Drug Price Trends for NDC 57237-0157

Drug Overview
NDC 57237-0157 is identified as Xadago (safinamide). Approved by the FDA in 2017, it is used as an adjunct therapy for Parkinson’s disease. The drug belongs to the monoamine oxidase B inhibitor (MAO-B inhibitor) class, specifically designed to manage motor fluctuations.

Market Size and Dynamics

• Prevalence of Parkinson’s Disease: Estimated to affect 1 million Americans, with the global market exceeding 8 million patients. The growing aging population sustains demand for Parkinson’s treatments.
• Market Penetration: As of 2022, Xadago accounts for a modest portion of the Parkinson’s adjunct therapy market, which is dominated by levodopa, dopamine agonists, and other MAO-B inhibitors like rasagiline.
• Competitive Landscape: Limited direct competition; main rivals include rasagiline (Azilect by Teva/Astellas) and safinamide’s potential generics.

Sales and Revenue Trends

• Sales Data (2022): U.S. sales approximated $50-70 million. Global sales likely double this, considering European and Asian markets.
• Growth Drivers: Increased diagnosis rates, growing awareness, and expanded indications. The approval of generic versions could significantly alter pricing and market penetration.

Pricing and Cost Factors

• Brand Price: In the U.S., retail prices for branded safinamide hover around $650-$750 for a 30-count, 50 mg tablets, translating to roughly $20-$25 per tablet.
• Generic Entry: As of late 2022, multiple generics received FDA approval, leading to an anticipated price decrease of 40-60% over the next 1-2 years.

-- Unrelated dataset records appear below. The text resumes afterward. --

PR #3254, opened 2025-08-08
 feat(modules/atlaslocal): add MongoDB Atlas Local module 

prestonvasquez:
## Related issues

-


modules/atlaslocal/atlaslocal.go
```diff
@@ -0,0 +1,360 @@
...
+		}
+
+		if info.IsDir() {
+			return fmt.Errorf("username file must be a file, got a directory: %s", usernameFile)
+		}
+
+		req.Env["MONGODB_INITDB_ROOT_USERNAME_FILE"] = usernameFile
+
+		// Mount username file as read-only in the container.
+		prev := req.HostConfigModifier
```
mdelapenya: suggestion: let's use the copy files APIs here, which are more deterministic. Please add the file to the req.Files attribute, or use the `WithFiles` option.

modules/atlaslocal/atlaslocal.go
```diff
@@ -0,0 +1,360 @@
...
+		}
+
+		if info.IsDir() {
+			return fmt.Errorf("password file must be a file, got a directory: %s", passwordFile)
+		}
+
+		req.Env["MONGODB_INITDB_ROOT_PASSWORD_FILE"] = passwordFile
+
+		// Mount password file as read-only in the container.
+		prev := req.HostConfigModifier
```
mdelapenya: suggestion: same here, let's use the Files attribute or WithFiles option

modules/atlaslocal/atlaslocal.go
```diff
@@ -0,0 +1,360 @@
...
+			}
+		}
+
+		return nil
+	}
+}
+
+// WithDisableTelemetry opts out of telemetry for the MongoDB Atlas Local
+// container by setting the DO_NOT_TRACK environment variable to 1.
+func WithDisableTelemetry() testcontainers.CustomizeRequestOption {
```
mdelapenya: not a blocker
```suggestion
func WithNoTelemetry() testcontainers.CustomizeRequestOption {
```

modules/atlaslocal/atlaslocal.go
```diff
@@ -0,0 +1,360 @@
...
+
+	return func(req *testcontainers.GenericContainerRequest) error {
+		prev := req.HostConfigModifier
+		req.HostConfigModifier = func(hostConfig *container.HostConfig) {
+			if prev != nil {
+				prev(hostConfig)
+			}
+
+			// Remove any old /docker-entrypoint-initdb.d bind mounts.
+			filtered := hostConfig.Binds[:0]
```
mdelapenya: suggestion: same here, let's use the Files APIs

modules/atlaslocal/atlaslocal.go
```diff
@@ -0,0 +1,360 @@
...
+		}
+
+		return nil
+	}
+}
+
+// WithMongotLogFile sets the path to the file where you want to store the logs
+// of Atlas Search (mongot) by setting the MONGOT_LOG_FILE environment variable.
+// Note that this can be set to /dev/stdout or /dev/stderr for convenience.
+func WithMongotLogFile(logFile string) testcontainers.CustomizeRequestOption {
```
mdelapenya: question: should we simplify the API adding types for stdout/stderr so users don't configure a non existing path? same for the runner log file

modules/atlaslocal/atlaslocal_test.go
```diff
@@ -0,0 +1,626 @@
...
+
+	outBytes, err := io.ReadAll(reader)
+	require.NoError(t, err)
+
+	if len(outBytes) < 8 {
+		t.Fatalf("Exec output too short: less than 8 bytes!")
+	}
+
+	out := strings.TrimSpace(string(outBytes[8:]))
+	assert.Equal(t, expected, out, "DO_NOT_TRACK env var value mismatch")
```
mdelapenya: suggestion: we prefer using require instead of assert. Please apply everywhere

modules/atlaslocal/atlaslocal_test.go
```diff
@@ -0,0 +1,626 @@
...
+	t.Helper()
+
+	exitCode, reader, err := ctr.Exec(context.Background(), []string{"sh", "-c", fmt.Sprintf("echo $%s", envVarName)})
+	require.NoError(t, err)
+	require.Equal(t, 0, exitCode)
+
+	outBytes, err := io.ReadAll(reader)
+	require.NoError(t, err)
+
+	if len(outBytes) < 8 {
```
mdelapenya: suggestion: use require.Less

modules/atlaslocal/atlaslocal_test.go
```diff
@@ -0,0 +1,626 @@
...
+
+	out := strings.TrimSpace(string(outBytes[8:]))
+	assert.Equal(t, expected, out, "DO_NOT_TRACK env var value mismatch")
+}
+
+func assertFile(t *testing.T, ctr testcontainers.Container, filename string, empty bool) {
+	t.Helper()
+
+	// Pull the log file and assert non-empty.
+	reader, _ := ctr.CopyFileFromContainer(context.Background(), filename)
```
mdelapenya: bug: check for the error here

prestonvasquez:
@mdelapenya Thanks for the thoughtful feedback! 

> do we need a separate module for Atlas, or is it fine to have an specialised container in the MongoDB module? 

I have the following concerns with combining `atlaslocal` with the `mongodb` module:

1. This would introduce namespace conflicts, i.e. `mongodb.WithUsername` does something different than `atlaslocal.WithUsername` and for safety I would recommend not combining the behavior:

```go
func WithUsername(username string) testcontainers.CustomizeRequestOption {
		if username != "" {
			req.Env["MONGODB_INITDB_ROOT_USERNAME"] = username // atlaslocal
			req.Env["MONGO_INITDB_ROOT_USERNAME"] = username   // mongodb
		}

		return nil
	}
}
```
2.  New `mongodb.WithAtlasLocal*` functional options are somewhat awkward and could be confusing: “Why doesn’t `mongodb.WithAtlasLocalUsername` work with `mongodb.Run()`?”
3. Having `mongodb.RunAtlasLocal()` pull a different image than `mongodb.Run()` is surprising and breaks user expectations. 
4. Atlas Local will likely be popular, and burying it inside the existing MongoDB documentation may risk hiding it from users.

I agree that `atlaslocal` could be more obviously represented as a `mongodb` product. Would adding a module to `mongodb` be an acceptable solution? This seems to have [precedent](https://github.com/testcontainers/testcontainers-go/tree/main/modules/gcloud/bigquery).

```go
package main 

import (
​​	"github.com/testcontainers/testcontainers-go/modules/mongodb/atlaslocal"
)

// ...
``` 
If this is acceptable, could we retain the existing documentation for this at `docs/modules/atlaslocal`? If this isn’t straightforward (e.g. embedded code examples), then I’d be happy to update the existing `mongodb` documentation to include `atlaslocal`.

mdelapenya:
@prestonvasquez thanks for your detailed response. Indeed, I think following the gcloud module pattern would be of interest, having a `mongodb/atlas` or `mongodb/atlaslocal` submodule would work. I'd start without reusing any from the mongodb module, and let the usage discover shared components.

About the docs, I'm totally fine if the entry is `MongoDB Atlas Local`. Just name it in the mkdocs.yml with that title and in the proper order, next to the existing MongoDB module. You can test the docs with `make serve-docs`.

This PR looks promising!

modules/atlaslocal/atlaslocal.go
prestonvasquez: Good idea. Suggest we use the following functions:

```go
WithMongotLogToStdout()
WithMongotLogToStderr()
WithMongotLogToFile() // always logs to "/tmp/mongot.log"
```

And then a convenience to copy (wrapping `CopyFileFromContainer`) the file from container:
```go
(*Container) CopyMongotLog(ctx context.Context) (io.ReadCloser, error) {} 
```

modules/mongodb/atlaslocal/atlaslocal.go
```diff
@@ -0,0 +1,401 @@
...
+// Container represents the MongoDBAtlasLocal container type used in the module
+type Container struct {
+	testcontainers.Container
+	username string
+	password string
+}
+
+// Run creates an instance of the MongoDBAtlasLocal container type
+func Run(ctx context.Context, img string, opts ...testcontainers.ContainerCustomizer) (*Container, error) {
+	req := testcontainers.ContainerRequest{
```
mdelapenya: suggestion: we are moving away from defining the container request here in the modules, but instead using the more modern `testcontainers.Run` function, which needs an slice of options. You basically need to convert the current req struct into the options slice.

PS: I can do this for you if you feel it's too much work for the review. I would do it adding commits on top of yours, or in a follow-up

modules/mongodb/go.mod
```diff
@@ -7,7 +7,8 @@ toolchain go1.23.6
 require (
 	github.com/stretchr/testify v1.10.0
 	github.com/testcontainers/testcontainers-go v0.38.0
-	go.mongodb.org/mongo-driver v1.13.1
+	go.mongodb.org/mongo-driver v1.17.4
+	go.mongodb.org/mongo-driver/v2 v2.3.0
```
prestonvasquez: @mdelapenya Combining atlaslocal into modules/mongodb requires that we maintain both v1 and v2 in the go.mod file. I anticipate that the Go toolchain will prune this data from the dependency topology if a user is only using modules/mongodb. Perhaps we should open a ticket to create a v2 for the mongodb testcontainer?

mdelapenya: @stevenh wdyt? I really don't like how Go manages major versions, as it comes with a lot of maintenance work

mdelapenya: @prestonvasquez sorry for the delay, I'm in a conference. Let's make progress by keeping the original approach of a separate `atlaslocal` module. The fact that the project name is relevant enough and we bypass the dependencies issue you raised, makes me think it deserves to have its own namespace. Sorry for the back and forth 🙏

matthewdale: Hi, I'm another member of the MongoDB Go Driver team. It's easy to update the MongoDB Go Driver to v2 in the `mongodb` module (see https://github.com/testcontainers/testcontainers-go/pull/3278). I'm in favor of keeping `atlaslocal` in the `mongodb` module.

@mdelapenya are there other reasons to separate the `atlaslocal` module, or just the v1/v2 driver dependency?

mdelapenya: Hi @matthewdale thanks for the bump PR. Given the driver version matches, we can keep this one as a submodule of the parent mongodb module. I just wanted to make progress and not block you with this one.

matthewdale:
@mdelapenya Preston is going to be out for a few weeks, is it possible to move this PR along while he's out?

I see that merging https://github.com/testcontainers/testcontainers-go/pull/3278 created merge conflicts in this PR. I've created a merge commit https://github.com/matthewdale/testcontainers-go/commit/ce8a9e406d7c56934fe9fc0442d5af7982525562 that resolves the conflicts. I made that commit by running:
```bash
gh pr checkout 3254
git merge main
git checkout main modules/mongodb/go.* modules/mongodb/*.go
git merge --continue
```

Are you able to resolve the merge conflicts? Are there any other changes needed before merging this PR?

mdelapenya:
@matthewdale sure, I can take over and resolve the conflicts by myself, and push the changes to this branch.

Thanks for letting me know 🙏

.github/dependabot.yml
```diff
@@ -18,6 +18,7 @@ updates:
         - /modules/aerospike
         - /modules/arangodb
         - /modules/artemis
+        - /modules/atlaslocal
```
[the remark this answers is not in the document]
mdelapenya: @coderabbitai good catch! Although the proposed solution is not valid, as atlas is part of the mongodb Go module, so simply removing the atlas entry is enough. Thanks!

mdelapenya:
@prestonvasquez @matthewdale thanks again for your work here. If possible, checking that the mongodb module also follows the best practices recommended by the vendor would be really helpful 🙏

mdelapenya:
@prestonvasquez @matthewdale the module is present in our modules catalog here: https://testcontainers.com/modules/mongodb-atlas/?language=go

Thanks!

Regulatory and Reimbursement Environment

• FDA Approval: Secured for adjunct therapy in Parkinson’s disease for patients inadequately controlled on levodopa.
• Insurance Coverage: Favorable with Medicare Part D and private insurers, but formulary status and co-payments vary.
• Pricing Regulations: No direct price controls; however, generic competition and pharmacy benefit management influence net prices.

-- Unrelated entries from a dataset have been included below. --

PR #3256, opened 2025-08-11
fix(nats): use wait for listening port instead of wait for log

own2pwn:
## What does this PR do?

Updates the WaitingFor condition in test containers from

```
wait.ForLog("Listening for client connections on 0.0.0.0:4222")
```

to

```
wait.ForListeningPort(defaultClientPort),
```

## Why is it important?

The previous log message indicated only that the server had started, which might occur before the listener is ready to handle all operations.
`wait.ForListeningPort(defaultClientPort),` is a clearer signal that the nats server startup process has completed, providing a more accurate readiness check.

### DIFF
--- a/modules/nats/nats.go
+++ b/modules/nats/nats.go
@@ -33,10 +33,7 @@ func Run(ctx context.Context, img string, opts ...testcontainers.ContainerCustom
 		Image:        img,
 		ExposedPorts: []string{defaultClientPort, defaultRoutingPort, defaultMonitoringPort},
 		Cmd:          []string{"-DV", "-js"},
-		WaitingFor: wait.ForAll(
-			wait.ForListeningPort(defaultClientPort),
-			wait.ForLog("Server is ready"),
-		),
+		WaitingFor:   wait.ForListeningPort(defaultClientPort),
 	}
 
 	genericContainerReq := testcontainers.GenericContainerRequest{


modules/nats/nats.go
```diff
@@ -33,7 +33,7 @@ func Run(ctx context.Context, img string, opts ...testcontainers.ContainerCustom
 		Image:        img,
 		ExposedPorts: []string{defaultClientPort, defaultRoutingPort, defaultMonitoringPort},
 		Cmd:          []string{"-DV", "-js"},
-		WaitingFor:   wait.ForLog("Listening for client connections on 0.0.0.0:4222"),
+		WaitingFor:   wait.ForLog("Server is ready"),
```
mdelapenya: suggestion: instead of relying on the log message, we should replace it with a wait for the listening port, which is more deterministic; besides we are more into using the wait for listening port strategy more and more. Thoughts?

own2pwn: yeah, i noticed the listen port strategy is being used more and more in the project. still, i can imagine (hypothetically) a case where the listener comes up for a second and then the server crashes. do you think we better combine both or just keep wait for port?

```
WaitingFor: wait.ForAll(
  wait.ForListeningPort(defaultClientPort),
  wait.ForLog("Server is ready"),
)
```

ovyan:
good catch!

stevenh (commented):
Thanks for this, waiting on the port is positive change which we've been doing in other places. However, do we actually need the ForLog still or is ForListeningPort good enough?

own2pwn:
> Thanks for this, waiting on the port is positive change which we've been doing in other places. However, do we actually need the ForLog still or is ForListeningPort good enough?

yup, just checked and just the port check seems to be sufficient!

mdelapenya (approved):
@own2pwn LGTM, I'll merge it once the CI passes.

Thank you so much for your contribution, it makes the project much better 👏

PR #3272, opened 2025-09-02
fix: update `WithHtpasswd` to use `os.CreateTemp` instead of `os.Create` with `filepath.Join`.

jakobmoellerdev:
## What does this PR do?

when starting many distribution registries all with different `WithHtpasswd` they currently accidentally share all the same file mount that is overwritten because we always mount to a static `htpasswd`.

## Why is it important?

This makes it so every call to the credentials actually causes the creation of a truly random file mount so the files are unique per GenericContainerRequest

## Related issues

Start two containers for distribution registry with differing names and `WithHtpasswd` that differs. Observe that actually two different credentials are used and the first call is not accidentally overwritten.


jakobmoellerdev:
np, added a test case to cover this :) thanks for taking a quick look!

modules/registry/registry_test.go
```diff
@@ -9,6 +9,7 @@ import (
 
 	"github.com/cpuguy83/dockercfg"
 	"github.com/stretchr/testify/require"
+	"golang.org/x/crypto/bcrypt"
```
mdelapenya, line 12: bug: could you run `go mod tidy` from the root of the registry module? The lint phase detected the entry is missing in the go.mod file

jakobmoellerdev: sure, do you want me to bump the dep too? (were on v0.37.0 and could go to v0.41.0)

mdelapenya: Whatever works for you sounds good to me 😊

Price Projections (2023-2027)

Factors Influencing Future Pricing

• Patent Status: Patent expirations scheduled for 2024-2025 will facilitate generic entry.
• Market Demand: Increasing Parkinson’s prevalence sustains demand, but price sensitivity among payers limits upside for branded sales.
• Manufacturing Costs: Stable, with potential reductions due to scale economies and generic manufacturing efficiencies.
• Regulatory Changes: No current movement towards price regulation; reliance on market forces.

Key Takeaways

• The Parkinson’s adjunct therapy market remains steady, with Xadago capturing a niche share.
• Generics are poised to sharply reduce prices over the next 2 years.
• Branded prices are likely to decline by up to 60%, while volume increases may partially offset lower margins.
• The overall market size continues to grow, supported by Parkinson’s disease prevalence and evolving treatment protocols.
• Strategic positioning around patent expiration and generics is critical for future valuation.

FAQs

1. What factors will most impact Xadago’s price in the coming years?
   Patent expiry, generic market entry, and payer negotiations significantly influence pricing.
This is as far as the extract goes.